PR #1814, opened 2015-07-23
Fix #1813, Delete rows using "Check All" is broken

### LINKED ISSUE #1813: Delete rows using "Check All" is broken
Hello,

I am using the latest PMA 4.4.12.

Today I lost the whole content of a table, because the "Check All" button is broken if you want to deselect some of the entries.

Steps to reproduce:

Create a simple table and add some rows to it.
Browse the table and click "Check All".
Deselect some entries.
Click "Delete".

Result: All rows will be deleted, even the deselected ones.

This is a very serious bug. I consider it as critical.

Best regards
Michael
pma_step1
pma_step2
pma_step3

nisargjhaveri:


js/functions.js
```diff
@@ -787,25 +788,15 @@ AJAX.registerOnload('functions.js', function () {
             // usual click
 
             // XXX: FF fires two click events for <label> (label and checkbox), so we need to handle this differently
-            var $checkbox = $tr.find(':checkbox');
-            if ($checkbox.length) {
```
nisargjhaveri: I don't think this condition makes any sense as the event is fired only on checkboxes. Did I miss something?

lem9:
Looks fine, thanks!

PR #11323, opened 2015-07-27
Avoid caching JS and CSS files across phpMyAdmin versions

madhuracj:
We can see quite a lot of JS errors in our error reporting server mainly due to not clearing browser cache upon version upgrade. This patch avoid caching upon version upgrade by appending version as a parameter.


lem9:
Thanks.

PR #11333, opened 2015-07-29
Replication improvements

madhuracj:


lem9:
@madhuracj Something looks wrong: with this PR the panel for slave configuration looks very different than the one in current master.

---

● **Task description**:
Report each line of the data in which "very" occurs.

● **Answer for the task**:
This is a very serious bug. I consider it as critical.
@madhuracj Something looks wrong: with this PR the panel for slave configuration looks very different than the one in current master.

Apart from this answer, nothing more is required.